Phew. I hope everyone had a nice Thanksgiving! Mine was great fun, even though I drank a full bottle of champagne and felt kind of lousy the next day... But let's not talk about that! There was juicy turkey, mashed potatoes and apple-cranberry-maple pie and that's all that matters. Of course, now that the big feast is behind us, I have a huge craving for something light and healthy and not bloat-inducing. Larb gai is just such a dish.
Most people who have been to the popular Chinese-American restaurant chain P. F. Chang's are familiar with its chicken lettuce wraps. In fact, they have almost a cult following. I, on the other hand, cannot see the appeal of that dish, as the chicken filling is terribly bland. This Thai lettuce-wrapped chicken is much better. Imagine tender minced meat; its seasoning perfectly balanced - like all Thai dishes - between salty, sour and spicy; enlivened with a shot of lime juice and served with an exuberant shower of fresh herbs. Is your mouth watering yet?
The key to good larb is to use very fresh, crisp lettuce and herbs. Discard any browned or wilted leaves. The traditional herbs are mint and cilantro. I cannot abide the latter, so in keeping with the Thai theme of the dish, I substituted Thai basil, which tastes more anise-y than regular basil. Its stems are purple and the edges of the leaves are slightly serrated. You can see it next to the mint in the photo above. The substitution was delicious, but feel free to use cilantro if you can tolerate it. Be very generous with the herbs! The other key is to use fish sauce instead of soy sauce or salt. As I've said before, its pungent odor dissipates once it's added to the dish. Don't be afraid of it!

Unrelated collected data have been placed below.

PR #290, opened 2023-02-08
Add admin password reset and reformat members module

### LINKED ISSUE #193: feat: password reset in admin
**Is your feature request related to a problem? Please describe.**

Seems like sometimes people have problems with receiving the email. The person did not receive the email while when we tried it was received like it should have.

A field in the admin "Reset Password"  where you could write a new password for the user.

**Additional context**

Only board members and superadmin should have access to users in admin so should be ok.

jaspnas:
Added ability to change user password to members admin. 
Fixes #193 

Also reformats the code in members and removes unused imports. 

Password reset is currently implemented as a read only info field and a link to a separate default password change form.

image
image


andreedd:
Fix conflicts in this and we can move this one and #302 to QA 😃

PR #298, opened 2023-02-16
Fix environment variables for biocum

jaspnas:
Sets envs for biocum correctly and changes date- aliases in example.env to cum-


jaspnas:
Part of #316

PR #300, opened 2023-02-16
Add memeber-cert-page for supporting members

### LINKED ISSUE #282: feat: Stödjande medlemmar should always have a red members pass
Screenshot 2023-01-25 at 10 54 52

Request from stysse.

Supporting members should be able to sign up for members only events but their members pass should be red.

JoarSabel:
Made the member cert page visible to supporting members, and made the color red for supporting members, although do we want it red or should we have a separate color?

Closes #282


andreedd:
Made other issue for color: #303 
Merging this

PR #312, opened 2023-03-22
Fixed hardcoded checks in archive index

### LINKED ISSUE #23: fix: Replace the hard coded group name in archive module
Archive requires a user to be in group "fotograf" so they can upload galleries and images.

JoarSabel:
Not sure if this is what was meant with https://github.com/Datateknologerna-vid-Abo-Akademi/date-website/issues/23 but I have consumed a lot of RUM and did something, idk.

Closes #23

### DIFF
--- a/archive/templates/archive/index.html
+++ b/archive/templates/archive/index.html
@@ -13,7 +13,7 @@
         <div class="container-size" style="max-width: 600px;">
             {% if type == 'pictures' %}
                 <h1 class="text-center">&nbsp; {% trans "Bildarkiv" %} &nbsp;</h1>
-                {% if request.user|in_group:"fotograf" or request.user|in_group:"styrelse" %}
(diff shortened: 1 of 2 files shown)


jaspnas:
Should this instead check if the user has the correct permissions for uploading pictures (for expample `archive | bild | Can add bild`) instead of them being in a group named "fotograf"?

nDny:
> Should this instead check if the user has the correct permissions for uploading pictures (for expample `archive | bild | Can add bild`) instead of them being in a group named "fotograf"?

This is not wrong but feels kind of redundant since no one should ever upload pictures except for people in fotograf or styrelse, the way it is in this PR makes that restriction clearer.
Or if we for some reason want to further target individual permissions which would have overlaps with these groups.

jaspnas (approved):
Looks good

PR #314, opened 2023-03-23
Serverless image resizing

jaspnas:
Implements usage of a digitalocean serverless function to reduce image file size

TODO:

- [ ] Switch the DigitalOcean URL to DaTes account
- [ ] Evaluate if the serverless function should save a version of the image back to digitalocean


KuRR221 (approved):

jaspnas:
Redo later

PR #315, opened 2023-03-27
KK version upgrade

jaspnas:
Version upgrade for KK

Includes changes from #286, #290, #299, #302, #306 and #310.


date/functions.py
```diff
@@ -11,7 +11,3 @@ def slugify_max(text, max_length=50):
         return trimmed_slug
     # First word is > max_length chars, so we have to break it
     return slug[:max_length]
-
-
-def days_hence(days):
-    return timezone.now() + timezone.timedelta(days=days)
```
JoarSabel, line 17: image
What the hell was this

archive/mass_upload.py
JoarSabel, line 1: Spoke with @jaspnas and it seems there are no references to mass_upload.py in the code, in which case, if this is a script. should we move it to scripts at some point?

JoarSabel (approved):
Looks good to me, should test on QA 

image

date/functions.py
jaspnas: Removed because pycharm showed it not having usages

archive/mass_upload.py
jaspnas: Moved to #319

PR #327, opened 2023-05-08
Feat/alumni signup

nDny:
Alumni request to have ARG members sign up on the DaTe page instead of ASG.

Basically an improved copy of the ASG signup stuff.


andreedd (approved):
Ye should be good

PR #1114, opened 2022-10-20
Development/fd passing

bramoosterhuis:


Source/core/PriviligedRequest.h
```diff
@@ -0,0 +1,360 @@
...
+ * distributed under the License is distributed on an "AS IS" BASIS,
+ * WITHOUT WARRANTIES OR CONDITIONS OF ANY KIND, either express or implied.
+ * See the License for the specific language governing permissions and
+ * limitations under the License.
+ */
+
+#pragma once
+
+// #define MODULE_NAME PriviligedRequest
+#include <core/core.h>
```
pwielders: This file is part of core, so the include should be "part of" the core, and not to be treated as an external include file. Please use: #include "core.h" and start by Including "module.h (see other header files)

pwielders (changes requested):
Minor request to change.

Source/core/PriviligedRequest.h
bramoosterhuis: Fixed!

pwielders (approved):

The ingredients for this dish can all be found at the supermarket. The only exception is the toasted rice powder, which is nothing more than roasted and ground up rice. It gives a nutty taste to the meat and thickens up the juices. of the meat Please don't omit this ingredient - you can make it in five minutes at home. Instructions follow the larb recipe. The amounts of seasoning that I've given are all approximate. You should set out small bowls of fish sauce, lime wedges and chili powder on the table so that each diner can further season his portion according to his preference.
I've substituted ground turkey for the chicken here. You can use any kind of white or red meat as long as it is not super lean. Add steamed sticky rice to each serving if you want to make this into a more substantial meal. If you follow a gluten-free diet, make sure the fish sauce you buy doesn't include any gluten. Serves 4 as an appetizer or light main course.
1 lb (500 g) ground chicken or turkey
2 shallots, thinly sliced
Juice of one lime
1.5 tbsp fish sauce
1/2 tsp Thai chili powder (I used cayenne)
2 tbsp toasted rice powder (instructions below)
1 handful mint leaves, coarsely chopped
1 handful Thai basil leaves, coarsely chopped
12-16 lettuce leaves
Extra herb leaves and lime wedges to serve
1. Wash and dry the lettuce leaves in a salad spinner. Combine the lime juice, fish sauce, chili powder and shallots in a small bowl.
2. Heat a nonstick pan over medium heat. (If you don't have a nonstick pan, add a couple of spoonfuls of water or chicken stock before the meat.) Add the chicken or turkey and cook, stirring occasionally, until no pink shows. The meat will release its juices then reabsorb them. Don't let it brown and don't let it reabsorb all the juices. It should be just-cooked and a bit moist.
3. Stir in the lime juice, fish sauce, chili and shallots and cook for 30 seconds. Add the toasted rice powder, stir for another 30 seconds and take off the heat. Taste and add more lime juice, fish sauce or chili powder if needed. Stir in the chopped herbs.
4. Serve with the lettuce leaves, extra herbs and lime wedges. Each diner should create his own wraps after adjusting the seasoning of his larb.
Toasted Rice Powder
The toasted rice is pulverized very easily in a spice or coffee grinder. I simply empty my pepper mill and grind it there.
1. Heat 2 tbsp of white rice in a small pan over medium heat, stirring occasionally, until golden brown. Let cool, then grind to a powder.